Tout d’abord, c’était mon premier documentaire seule. L’autre difficulté était que je n’ai jamais la version des policiers. Dans les affaires de Cédric Chouviat et Claude Jean-Pierre, les vidéos montrent que la version policière est fausse. Il y a un contradictoire à faire, mais lorsque je tente d’avoir la version des policiers, je me heurte à des refus. Si tu souhaites contacter des policiers, tu dois solliciter le ministère de l’Intérieur. J’ai pris contact avec un ministère. On m’a répondu que les policiers n’avaient pas à s’exprimer. C’est donc la parole d’un ministère contre celle d’une famille.

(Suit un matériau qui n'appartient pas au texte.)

Issue #464, opened 2020-02-13
Proper composer autoloading


slaFFik:
I decided to merge several issues in one and list them all here and provide a solution.
I'm writing here from point of view of a developer, who already uses composer in their own plugin and wants to include AS as yet another package.

Right now AS doesn't properly use composer autoload. Perhaps, there are some reasons for that, I don't know them.
Because of the way AS 3.1.0 is loading ([using classmap](https://github.com/woocommerce/action-scheduler/blob/400725e8f80086f9f584a17b17b5352e27df5b52/composer.json#L37), implemented in #434, + manual file require), it's not possible to use a correct way to install packages and use the ordinary composer autoload functionality.

So, this doesn't work:
```php
require_once __DIT__ . 'vendor/autoload.php';
```
You need to explicitly require AS main file, and do it BEFORE composer autoload, like this:
```php
require_once __DIR__ . '/vendor/woocommerce/action-scheduler/action-scheduler.php';
require_once __DIR__ . '/vendor/autoload.php';
```
This is only relevant for AS 3.1.0 (because of #434).
AS 3.0.1 works fine when included via composer and initiated directly like this:
```php
require_once __DIR__ . '/vendor/autoload.php';
require_once __DIR__ . '/vendor/woocommerce/action-scheduler/action-scheduler.php';
```

With this v3.1.0 approach, composer is not used at all to load AS, everything is done in AS and its `classmap` is useless, afaik.

My investigation in #463 gave me that extra information, and understanding, that perhaps this situation can be improved because I'm not the only one (see #445 as an example).

So, I suggest to remove `"classmap"` and add `"files"`:
```
"autoload": {
    "files": ["action-scheduler.php"]
},
```

This way a proper way to include packages, using
```php
require_once __DIT__ . 'vendor/autoload.php';
```
will be possible, without the need to require `action-scheduler.php` in own plugin.

rrennick:
@slaFFik Thanks for the explanation. The way Action Scheduler currently works when there are multiple plugins active that include AS is

- `aa` has AS `2.2.5`
- `bb` has AS `3.1.0`
- `cc` has AS `3.0.1`

When WP loads each plugin (in alphabetical order) 
- `action-scheduler.php` registers its version with a callback for initializing that version
- on `plugins_loaded` AS runs the callback of the latest version
- the callback registers the autoloader for that version

In this example, only the autoloader of `bb` would be registered. 

[...]

PR #468, opened 2020-02-18
always hook initialize_latest_version()

rrennick:
See #464 

This PR is to address 

> You need to explicitly require AS main file, and do it BEFORE composer autoload, like this:

```
require_once __DIR__ . '/vendor/woocommerce/action-scheduler/action-scheduler.php';
require_once __DIR__ . '/vendor/autoload.php';
```

If a Composer autoloader is already active in the containing plugin then the `class_exists( 'ActionScheduler_Versions' )` check returns `true`. Because that check returns true, `initialize_latest_version` does not get hooked. Before adding a hook, WP checks whether it has already been hooked so adding a hook multiple times will not cause it to be executed multiple times.

### Testing Instructions

- Check out https://github.com/woocommerce/woocommerce-admin/pull/3557
- `npm install`
- `composer install`
- deactivate all plugins except WC & WC Admin
- add an action
```
	$action_id = as_schedule_single_action( time() + 50, 'function_check' );
} );
```
- load the dashboard should produce a fatal error
- copy `action-scheduler.php` from this branch to the `woocommerce-admin/external/action-scheduler` folder
- dashboard should load
- activate AS in this branch
- there should be no errors in the debug log

### DIFF
--- a/action-scheduler.php
+++ b/action-scheduler.php
@@ -29,9 +29,9 @@ if ( ! function_exists( 'action_scheduler_register_3_dot_1_dot_0' ) ) {
 
 	if ( ! class_exists( 'ActionScheduler_Versions' ) ) {
 		require_once( 'classes/ActionScheduler_Versions.php' );
-		add_action( 'plugins_loaded', array( 'ActionScheduler_Versions', 'initialize_latest_version' ), 1, 0 );
 	}
 
+	add_action( 'plugins_loaded', array( 'ActionScheduler_Versions', 'initialize_latest_version' ), 1, 0 );
 	add_action( 'plugins_loaded', 'action_scheduler_register_3_dot_1_dot_0', 0, 0 );
 
 	function action_scheduler_register_3_dot_1_dot_0() {


rrennick:
I want to do some more testing with this ti verify it doesn't create the problem I outlined in https://github.com/woocommerce/action-scheduler/issues/464#issuecomment-586284949

rrennick:
I used 3 plugins where two had composer autoloading and version bumps as follows

- AS - this branch
- `as-test` version 3.2.1
- `woocommerce-admin` version 3.1.2

I added `error_log( __FILE__ )` in both the `as_schedule_single_action` and `ActionScheduler_ActionFactory` with this test snippet:

```
	error_log( ActionScheduler_Versions::instance()->latest_version() );
	$action_id = as_schedule_single_action( time() + 50, 'which_one' );
} );
```

The result was

```
[18-Feb-2020 17:19:17 UTC] 3.2.1
[18-Feb-2020 17:19:17 UTC] /Users/ronrennick/Sites/ron/wp-content/plugins/as-test/vendor/woocommerce/action-scheduler/functions.php
[18-Feb-2020 17:19:17 UTC] /Users/ronrennick/Sites/ron/wp-content/plugins/woocommerce-admin/external/action-scheduler/classes/ActionScheduler_ActionFactory.php
```

So, I'll leave this on hold for now pending further investigation.

Issue #460, opened 2020-02-13
[3.0] Actions lost when migrating if `action_scheduler_migration_status` option is already set


vedanshujain:
Option `action_scheduler_migration_status` can be set by either updating to 4.0 beta, or more realistically by installing WooCommerce Services plugin which ships AS 3.0.

The problem is, if you have previously installed, but then disabled the WooCommerce Services plugin, the option still remains set, which means that when you upgrade to WC 4.0, all your current actions will lost because AS 3.0 will think that migration is already completed. 

We should perhaps use a different method for checking migration status, like count(post_type = scheduled_action) > 0.

rrennick:
@vedanshujain Thanks for reporting this. We already encountered this when WC Subscriptions  3.0 was released and WooCommerce Memberships had unintentionally shipped a version with the AS 3.0 beta. 

For the affected customers, the happiness team has instructions for deleting the option via the dashboard (which reactivates the migration). From my perspective, based on the number of reports from above, this is an edge case that doesn't warrant adding a frequent query indefinitely to all WC installs. But, I'll leave this open for discussion.

peterfabian:
I _think_ it might be better to check for posts, as there is a default WP `KEY type_status_date (post_type,post_status,post_date,ID),`, it shouldn't be too costly to check. 

Especially since some cleanup actions (`\ActionScheduler_WPCommentCleaner::init`) depend only on this option being set, potentially deleting action logs data?

rrennick:
As an alternative, would deleting the option in the WC 4.0 upgrade routine cover most of the edge cases? If there aren't any actions in the posts table it will be marked as complete again within a couple minutes.

vedanshujain:
Deleting the option in upgrade routine, as well as in plugins activate/deactivate hooks sounds like a good approach to me. Although I would say that since we are shipping AS 3.0 with WC Service for some time now, its probably not an edge case anymore.

rrennick:
Addressed in #470.

jaredatch:
> For the affected customers, the happiness team has instructions for deleting the option via the dashboard (which reactivates the migration). From my perspective, based on the number of reports from above, this is an edge case that doesn't warrant adding a frequent query indefinitely to all WC installs

Just a heads up. WPForms 1.5.9 includes AS 3.1. We've seen this issue come up at least a dozen times that have been reported.

[...]

PR #470, opened 2020-02-19
Unmark migration when a plugin is deactivated to prevent action loss.

vedanshujain:
If a plugin that loads AS 3.x is deactivated, flag for migration completed still remains. This means that if remaining plugins have highest active AS version of 2.x, then in future if a plugin with AS 3.x is installed, migration routine will not kick in because migration flag was already set.

An example of this is when WC Services with loads AS 3.x is disabled and WC 3.9 is enabled on the site, then this effectively downgrades AS from 3.x to 2.x. Then if WC is updated from 3.x to 4.x, action migration will not kick in because migration was marked completed by WC services back when it was updated/installed.

Also, since we cannot reliably determine what AS version will remain after deactivation, hook is triggered for all plugin deactivations.

### DIFF
--- a/classes/ActionScheduler_DataController.php
+++ b/classes/ActionScheduler_DataController.php
@@ -65,6 +65,15 @@ class ActionScheduler_DataController {
 	}
 
 	/**
+	 * Unmark migration when a plugin is de-activated. Will not work in case of silent activation, for example in an update.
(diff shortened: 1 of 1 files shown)


vedanshujain:
Fixes #460

PR #472, opened 2020-02-21
remove composer autoloading

### LINKED ISSUE #471: Remove composer autoloading
After an initial report in #463, testing for #464 and a followup PR #468, I've concluded that composer autoloading needs to be completely removed from AS.

### From #464:

> So, I suggest to remove "classmap" and add "files":

```
"autoload": {
    "files": ["action-scheduler.php"]
},
```

If you have two plugin active that are both configured to autoload a file named `example.php` only  the `example.php` in the plugin that has its autoloader registered first will be autoloaded. Composer does not compare the files to determine whether they contain the same code. Instead, it assumes the files are duplicates.

### Current AS configuration:

```
  "autoload": {
    "classmap": [
      "classes/",
      "deprecated/",
      "lib/"
    ]
```

If all plugins using AS updated to this configuration via composer then AS would not get initialized. The autoloader in the containing plugins would already have a class map for all the AS classes and the `class_exists( 'ActionScheduler_Versions' )` check returns true

### Code change in #468:

While this PR does correct the issue of initializing AS, the classmap(s) used are in the order that the plugin autoloaders are registered (thereby breaking the latest version logic). Since the `functions.php` isn't autoloaded, the `functions.php` used is from the latest registered version.

rrennick:
Fixes #471 

This PR reverts all of https://github.com/woocommerce/action-scheduler/commit/12daab2e6a71d270673926e74423491e70bcdfca plus the related code in https://github.com/woocommerce/action-scheduler/commit/e496d28ce85ad619905b179ff98ab1c793630fcd.

### Testing

- Verify that AS loads correctly in the dashboard
- Change the registered version to `3.1.1`
- Check the version being loaded in the WC system status report
- Schedule a test action and allow it to process

### DIFF
--- a/action-scheduler.php
+++ b/action-scheduler.php
@@ -40,14 +40,7 @@ if ( ! function_exists( 'action_scheduler_register_3_dot_1_dot_0' ) ) {
 	}
 
 	function action_scheduler_initialize_3_dot_1_dot_0() {
-		$autoloader = __DIR__ . '/vendor/autoload.php';
-		if ( is_readable( $autoloader ) ) {
-			require_once( $autoloader );
-			define( 'AS_COMPOSER_AUTOLOADING', true );
-		} else {
-			define( 'AS_COMPOSER_AUTOLOADING', false );
-			require_once( 'classes/abstracts/ActionScheduler.php' );
-		}
+		require_once( 'classes/abstracts/ActionScheduler.php' );
 		ActionScheduler::init( __FILE__ );
 	}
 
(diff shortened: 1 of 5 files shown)


action-scheduler.php
```diff
@@ -40,14 +40,7 @@ function action_scheduler_register_3_dot_1_dot_0() {
 	}
 
 	function action_scheduler_initialize_3_dot_1_dot_0() {
```
timmyc: Does this method name need to be changed at all to match the next version? 3.1.1?

rrennick: > Does this method name need to be changed at all to match the next version? 3.1.1?

Yes, we do the version bump in its own PR #473.

PR #474, opened 2020-02-28
Various documentation and phpDoc fixes

### LINKED ISSUE #453: Usage -> Scheduling an Action: incorrect example in strtotime()
Right now in `docs/usage.md` in "Scheduling an Action" section you provide an example of recurring action, and for the timestamp you write this:

```php
strtotime( 'midnight tonight' )
```

This is an incorrect argument according to the PHP docs: there is no such [relative format](https://www.php.net/manual/en/datetime.formats.relative.php) as `tonight`.
We have either `midnight` (which is today's midnight) or `tomorrow` (which is tomorrow's midnight). 
This function returns `false` and that means the action is incorrectly scheduled (in my case I'm using `(int)` and thus I have `0` - the start of the Unix epoch).

I assume you meant `tomorrow`.

I'm not creating a PR because the whole Usage doc should be hugely modified, so there is no sense in small subsequent improvements when a general overhaul is planned (see #432).

### LINKED ISSUE #469: Typo in as_next_scheduled_action() description
`as_next_scheduled_action()` phpdoc description:
> An action in the queue could be pending, in-progress or aysnc...

Should be `async`.

crstauf:
Corrects several mistakes in the documentation, as well as in phpDoc blocks.

Fixes #453.
Fixes #469.

### DIFF
--- a/docs/api.md
+++ b/docs/api.md
@@ -40,7 +40,7 @@ as_enqueue_async_action( $hook, $args, $group )
 
 - **$hook** (string)(required) Name of the action hook. Default: _none_.
 - **$args** (array) Arguments to pass to callbacks when the hook triggers. Default: _`array()`_.
-- **$group** (array) The group to assign this job to. Default: _''_.
+- **$group** (string) The group to assign this job to. Default: _''_.
 
 ### Return value
 
@@ -64,7 +64,7 @@ as_schedule_single_action( $timestamp, $hook, $args, $group )
 - **$timestamp** (integer)(required) The Unix timestamp representing the date you want the action to run. Default: _none_.
 - **$hook** (string)(required) Name of the action hook. Default: _none_.
 - **$args** (array) Arguments to pass to callbacks when the hook triggers. Default: _`array()`_.
-- **$group** (array) The group to assign this job to. Default: _''_.
+- **$group** (string) The group to assign this job to. Default: _''_.
 
 ### Return value
 
@@ -89,7 +89,7 @@ as_schedule_recurring_action( $timestamp, $interval_in_seconds, $hook, $args, $g
 - **$interval_in_seconds** (integer)(required) How long to wait between runs. Default: _none_.
 - **$hook** (string)(required) Name of the action hook. Default: _none_.
 - **$args** (array) Arguments to pass to callbacks when the hook triggers. Default: _`array()`_.
-- **$group** (array) The group to assign this job to. Default: _''_.
+- **$group** (string) The group to assign this job to. Default: _''_.
 
 ### Return value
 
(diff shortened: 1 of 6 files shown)


functions.php
```diff
@@ -7,10 +7,10 @@
 /**
  * Enqueue an action to run one time, as soon as possible
  *
- * @param string $hook The hook to trigger.
- * @param array  $args Arguments to pass when the hook triggers.
- * @param string $group The group to assign this job to.
- * @return string The action ID.
+ * @param string $hook The hook to trigger
```
rrennick: The trailing periods should be left for this block to pass the sniffs.

docs/api.md
```diff
@@ -158,12 +158,12 @@ as_unschedule_action( $hook, $args, $group )
...
 - **$hook** (string)(required) Name of the action hook.
-- **$args** (array) Arguments to pass to callbacks when the hook triggers. Default: _`array()`_.
-- **$group** (array) The group to assign this job to. Default: _''_.
+- **$args** (array) Arguments passed to callbacks when the hook triggers. Default: _`array()`_.
+- **$group** (string) The group the job is assigned to. Default: _''_.
 
 ### Return value
 
-(null)
+(string|null) The scheduled action ID if a scheduled action was found, or null if no matching action found.
```
rrennick: I'm okay with changing the Action ID type to int so long as it's updated to that wherever we make changes.

functions.php
```diff
@@ -24,7 +24,7 @@ function as_enqueue_async_action( $hook, $args = array(), $group = '' ) {
  * @param array $args Arguments to pass when the hook triggers
  * @param string $group The group to assign this job to
  *
- * @return string The job ID
+ * @return int The job ID
```
rrennick: Let's update these to be `action ID` for consistency.

rrennick (changes requested):
@crstauf Thanks for submitting this. I've noted a few things to change before merging.

docs/api.md
crstauf: I'm mostly interested in getting the documentation corrected in this PR. I would certainly prefer for this function to return `int` rather than `string`, and also prefer to leave that for another PR.

functions.php
crstauf: There's no consistency on phpDoc blocks: some blocks [have periods](https://github.com/woocommerce/action-scheduler/blob/be0a27922b6ca34f5f5e924cb7265b78062a2918/functions.php#L10), [some do not](https://github.com/woocommerce/action-scheduler/blob/be0a27922b6ca34f5f5e924cb7265b78062a2918/functions.php#L22). 

If a decision is made on which should be used, do not mind making that happen.

crstauf:
@rrennick Responded to feedback, and pushed one commit.

functions.php
rrennick: > If a decision is made on which should be used, do not mind making that happen.

The current standard is ending period. But, the way PHPDocs formatting changes are addressed in any project I've worked on is to update a file when making other changes in that file.

crstauf: @rrennick I've added periods in cdfbd42.

rrennick (approved):
@crstauf Thanks for cleaning these up.

crstauf:
Welcome! 🙇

Que souhaitais-tu montrer à travers ce documentaire ?

Le combat de ces familles pointe des dysfonctionnements certes, mais il faut balayer devant sa porte. Je fais référence aux journalistes. Il y a des dysfonctionnements dans les médias. Le fait que les journalistes prennent pour argent comptant les dires de la préfecture interroge sur la manière dont ils couvrent les affaires de violences policières. On se doit de comprendre ce qu’il s’est passé, de confronter les éléments, pointer les dysfonctionnements comme les pratiques de la police : le contrôle au faciès, le plaquage ventral.

Contredire aussi le gouvernement : est-ce normal d’entendre le ministre de l’Intérieur dire « lorsque j’entends parler de violences policières, je m’étouffe ». Ne pouvons-nous pas dire simplement que les violences policières existent et tenter d’améliorer la situation pour tout le monde ? Et le dernier dysfonctionnement, c’est la justice : il y a très peu de condamnations.